**Records shown**.
══════════

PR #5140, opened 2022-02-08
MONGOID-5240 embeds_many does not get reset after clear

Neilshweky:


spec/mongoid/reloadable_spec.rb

══════════

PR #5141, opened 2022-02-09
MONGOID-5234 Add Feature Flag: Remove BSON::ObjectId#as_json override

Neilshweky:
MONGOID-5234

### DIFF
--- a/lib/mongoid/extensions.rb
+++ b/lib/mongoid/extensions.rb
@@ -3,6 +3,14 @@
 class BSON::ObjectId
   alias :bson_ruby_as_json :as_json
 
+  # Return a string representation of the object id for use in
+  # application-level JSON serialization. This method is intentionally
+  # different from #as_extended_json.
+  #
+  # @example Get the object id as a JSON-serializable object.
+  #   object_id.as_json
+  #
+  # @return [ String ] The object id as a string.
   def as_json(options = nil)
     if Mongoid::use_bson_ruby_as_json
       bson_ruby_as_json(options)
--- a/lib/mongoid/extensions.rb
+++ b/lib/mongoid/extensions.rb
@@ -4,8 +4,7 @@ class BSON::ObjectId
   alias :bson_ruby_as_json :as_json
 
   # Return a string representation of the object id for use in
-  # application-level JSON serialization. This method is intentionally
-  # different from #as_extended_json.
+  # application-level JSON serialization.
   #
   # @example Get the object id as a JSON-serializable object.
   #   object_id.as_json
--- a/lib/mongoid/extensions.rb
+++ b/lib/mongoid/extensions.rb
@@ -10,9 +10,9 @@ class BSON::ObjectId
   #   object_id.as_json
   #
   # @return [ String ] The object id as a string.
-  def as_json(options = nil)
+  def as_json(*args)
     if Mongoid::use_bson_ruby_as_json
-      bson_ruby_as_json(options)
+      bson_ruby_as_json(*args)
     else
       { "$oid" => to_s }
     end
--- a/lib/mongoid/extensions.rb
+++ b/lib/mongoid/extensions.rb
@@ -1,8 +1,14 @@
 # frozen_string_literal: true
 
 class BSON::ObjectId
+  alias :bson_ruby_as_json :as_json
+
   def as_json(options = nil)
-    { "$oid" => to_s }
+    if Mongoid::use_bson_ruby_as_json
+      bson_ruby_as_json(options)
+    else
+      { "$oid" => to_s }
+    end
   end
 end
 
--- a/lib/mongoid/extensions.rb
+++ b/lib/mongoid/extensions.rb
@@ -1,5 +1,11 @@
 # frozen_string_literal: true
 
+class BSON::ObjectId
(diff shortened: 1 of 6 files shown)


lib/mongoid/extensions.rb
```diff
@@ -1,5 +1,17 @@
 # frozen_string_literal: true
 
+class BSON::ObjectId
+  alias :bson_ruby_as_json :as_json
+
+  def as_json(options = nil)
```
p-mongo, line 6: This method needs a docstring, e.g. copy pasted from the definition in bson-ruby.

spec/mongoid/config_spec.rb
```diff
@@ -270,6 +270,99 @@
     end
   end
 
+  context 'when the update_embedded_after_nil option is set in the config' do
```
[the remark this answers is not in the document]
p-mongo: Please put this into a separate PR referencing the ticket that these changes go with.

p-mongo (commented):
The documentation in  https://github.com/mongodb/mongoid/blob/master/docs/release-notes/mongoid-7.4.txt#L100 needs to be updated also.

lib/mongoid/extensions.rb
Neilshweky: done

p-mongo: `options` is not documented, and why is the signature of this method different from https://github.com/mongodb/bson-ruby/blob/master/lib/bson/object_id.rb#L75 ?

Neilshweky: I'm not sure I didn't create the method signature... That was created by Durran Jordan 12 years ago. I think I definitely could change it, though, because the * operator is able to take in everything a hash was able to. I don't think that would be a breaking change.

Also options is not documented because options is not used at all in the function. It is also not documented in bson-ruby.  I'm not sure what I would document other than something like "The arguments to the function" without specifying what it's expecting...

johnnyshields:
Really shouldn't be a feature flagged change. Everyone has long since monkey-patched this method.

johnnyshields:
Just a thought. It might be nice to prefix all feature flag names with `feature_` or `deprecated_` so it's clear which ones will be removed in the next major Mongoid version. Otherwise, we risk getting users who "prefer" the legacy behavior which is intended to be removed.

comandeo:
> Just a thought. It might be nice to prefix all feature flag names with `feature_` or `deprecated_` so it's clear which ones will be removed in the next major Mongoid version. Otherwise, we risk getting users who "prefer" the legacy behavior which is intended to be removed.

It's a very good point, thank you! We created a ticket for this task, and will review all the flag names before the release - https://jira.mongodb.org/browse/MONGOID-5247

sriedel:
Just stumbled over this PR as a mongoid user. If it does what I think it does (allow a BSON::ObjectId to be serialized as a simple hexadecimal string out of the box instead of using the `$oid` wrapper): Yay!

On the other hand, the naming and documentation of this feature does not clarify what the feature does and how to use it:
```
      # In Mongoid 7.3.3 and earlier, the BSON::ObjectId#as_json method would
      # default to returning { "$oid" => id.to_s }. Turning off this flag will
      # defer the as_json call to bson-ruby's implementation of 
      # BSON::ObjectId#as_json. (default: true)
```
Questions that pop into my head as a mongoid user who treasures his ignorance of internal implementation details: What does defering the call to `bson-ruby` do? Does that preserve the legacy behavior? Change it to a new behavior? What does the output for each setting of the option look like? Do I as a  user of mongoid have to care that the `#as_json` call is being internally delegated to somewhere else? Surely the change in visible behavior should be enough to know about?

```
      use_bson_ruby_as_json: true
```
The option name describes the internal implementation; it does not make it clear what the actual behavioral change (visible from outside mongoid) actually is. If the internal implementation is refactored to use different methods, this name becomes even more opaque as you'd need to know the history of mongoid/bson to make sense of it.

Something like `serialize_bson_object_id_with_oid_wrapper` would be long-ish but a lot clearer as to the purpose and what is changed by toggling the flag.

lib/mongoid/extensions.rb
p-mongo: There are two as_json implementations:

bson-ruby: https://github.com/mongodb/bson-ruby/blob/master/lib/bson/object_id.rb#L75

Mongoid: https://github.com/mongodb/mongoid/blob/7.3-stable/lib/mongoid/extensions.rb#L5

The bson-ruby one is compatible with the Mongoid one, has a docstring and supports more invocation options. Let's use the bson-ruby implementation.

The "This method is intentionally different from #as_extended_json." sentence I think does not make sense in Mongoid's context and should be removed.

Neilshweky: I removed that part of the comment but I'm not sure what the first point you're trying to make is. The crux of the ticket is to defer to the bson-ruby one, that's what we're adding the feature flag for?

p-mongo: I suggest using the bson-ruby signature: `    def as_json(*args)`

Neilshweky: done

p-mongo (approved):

══════════

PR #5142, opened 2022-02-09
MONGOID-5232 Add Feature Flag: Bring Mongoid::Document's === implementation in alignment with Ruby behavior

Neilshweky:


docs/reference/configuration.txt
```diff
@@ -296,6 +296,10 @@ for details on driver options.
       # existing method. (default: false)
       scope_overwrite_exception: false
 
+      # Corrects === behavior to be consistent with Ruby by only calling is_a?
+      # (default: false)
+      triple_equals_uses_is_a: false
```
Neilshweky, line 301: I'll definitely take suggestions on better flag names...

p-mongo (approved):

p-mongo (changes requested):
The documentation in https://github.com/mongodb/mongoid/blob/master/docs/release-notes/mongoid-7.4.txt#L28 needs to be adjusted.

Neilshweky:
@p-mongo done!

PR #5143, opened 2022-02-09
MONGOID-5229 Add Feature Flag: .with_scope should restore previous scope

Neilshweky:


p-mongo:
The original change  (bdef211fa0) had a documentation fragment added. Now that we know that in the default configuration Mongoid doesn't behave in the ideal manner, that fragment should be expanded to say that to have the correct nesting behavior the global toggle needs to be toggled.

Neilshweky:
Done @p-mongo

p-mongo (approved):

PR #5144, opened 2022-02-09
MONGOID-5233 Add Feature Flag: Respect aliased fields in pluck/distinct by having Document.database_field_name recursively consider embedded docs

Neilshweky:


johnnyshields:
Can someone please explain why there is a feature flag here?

══════════

**Problem**. Copy all lines of the listing above that contain the string "will".

**Result below**.
Just a thought. It might be nice to prefix all feature flag names with `feature_` or `deprecated_` so it's clear which ones will be removed in the next major Mongoid version. Otherwise, we risk getting users who "prefer" the legacy behavior which is intended to be removed.
> Just a thought. It might be nice to prefix all feature flag names with `feature_` or `deprecated_` so it's clear which ones will be removed in the next major Mongoid version. Otherwise, we risk getting users who "prefer" the legacy behavior which is intended to be removed.
It's a very good point, thank you! We created a ticket for this task, and will review all the flag names before the release - https://jira.mongodb.org/browse/MONGOID-5247
      # default to returning { "$oid" => id.to_s }. Turning off this flag will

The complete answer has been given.